Спустя еще несколько лет Александр женился по любви и сразу сказал жене: "У нас будет не один ребенок". Жена согласилась со своим мужчиной, и ему показалось, что он стал любить ее еще больше.

Родились дети. Дети были самые обычные, но Александру они, конечно, казались самыми умными и красивыми. Он носил их на руках, подбрасывал вверх, чтобы они смеялись, варил им кашу, вставал по ночам, когда они плакали, утешал, когда они разбивали коленки.

При этом Александр понимал, что важно не только ласкать, но и развивать детей. Он много играл с ними в ролевые игры, читал хорошие детские книжки, потом водил их в кружки.

В какой-то момент у него была возможность поменять его работу на более денежную и престижную, в очень крупной компании, с хорошей перспективой карьерного роста. Единственный минус заключался в ненормированном рабочем дне. Согласись Александр – и как минимум несколько лет он видел бы детей фактически только по выходным. А ведь жена тоже работала полный день. Впрочем, их заработки позволили бы нанять няню, гувернера… Александр посоветовался с женой. Она сказала: "Конечно, я хотела бы, чтобы ты больше внимания уделял детям, но это твоя жизнь. Решай сам. Я приму любое твое решение и с уважением к нему отнесусь". Александр еще подумал и решил отказаться от заманчивого предложения, потому что оно лишало его возможности следить за развитием детей, быть с ними рядом в самые важные и чувствительные к родительскому вниманию годы.

"Карьера может и подождать, – подумал он. – Деньги – тоже не главное, ибо мы отнюдь не голодаем, а это время в моей жизни и жизни детей никогда не повторится. Я не прощу себе, если упущу его".

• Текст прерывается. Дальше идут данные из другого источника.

Issue #51749, opened 2026-07-23
[Enhancement]: Add mmap-backed storage for sealed nullable vector offset mapping


marcelo-cjl:
### Is there an existing issue for this?

- [x] I have searched the existing issues

### What would you like to be added?

Add mmap-backed and resource-accounted storage for `SealedOffsetMapping`, the logical-offset <-> physical-offset mapping used by nullable vector sealed segments.

Current master (`0ec31c4b0bee1e796fb9b4d1547ce98ae388c343`) still keeps this mapping entirely in memory:

- `internal/core/src/common/OffsetMapping.h`
  - `SealedOffsetMapping` owns `std::vector<int32_t> l2p_vec_` and `p2l_vec_` for dense mappings.
  - It owns `std::unordered_map<int32_t, int32_t> l2p_map_` and `p2l_map_` for sparse valid rows.
- `internal/core/src/common/OffsetMapping.cpp`
  - `Build()` chooses sparse map mode with `valid_count * 10 < total_count`; otherwise it resizes and fills the two dense vectors.
- `internal/core/src/mmap/ChunkedColumnInterface.h`
  - nullable sealed field loading builds `valid_data_` from chunks and then calls `offset_mapping_.Build(valid_data_.data(), valid_data_.size())`.

There is no mmap-backed array/storage abstraction in `SealedOffsetMapping`, and I do not see matching resource accounting for this additional mapping memory.

A reasonable target design would be:

1. Add a mmap-capable read-only storage path for the dense `l2p` / `p2l` arrays, similar in spirit to Cardinal's mmapable tier id mappings.
2. Decide the sparse mode policy explicitly:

Александр не пожалел о принятом решении. Он проводил с детьми много времени, отводил их в детский сад, а потом и в школу, гулял с ними, был в курсе всех их проблем, успехов и неудач, лично знал всех их друзей (они часто приходили к ним домой и любили играть и разговаривать с Александром). Вместе с детьми и их друзьями Александр играл в настольные и компьютерные игры, ходил в музеи, в театры и на выставки, ездил в лес на пикники.

Домашнее хозяйство никогда не было Александру в тягость, хотя он на нем и не зацикливался. Ему нравилось готовить, и он любил иногда удивить домашних каким-нибудь необычным блюдом. Дети и жена всегда принимали участие в домашних делах.

У Александра всегда были друзья, и он с удовольствием с ними общался, но бо́льшую часть своего свободного времени проводил все-таки с семьей.

Ему нравилась его жизнь, и если бы его спросили, он назвал бы себя счастливым человеком.

Результаты

Анна понравилась почти всем – и мужчинам, и женщинам. Многие писали так: "Повезло ее детям и мужу".

Шесть человек (четыре женщины и двое мужчин) выразили сомнение: "Не пожалеет ли она потом, что отказалась от карьеры? Ведь такие предложения делают только молодым и перспективным. Потом такого не будет. Не появится ли соблазн обвинить домашних в неслучившемся?"

Еще восемь человек (из них шестеро мужчин) сомневаются в реальности образа: "Таких не бывает, слишком она какая-то идеальная, никакой стервозности, никаких ни к кому претензий…"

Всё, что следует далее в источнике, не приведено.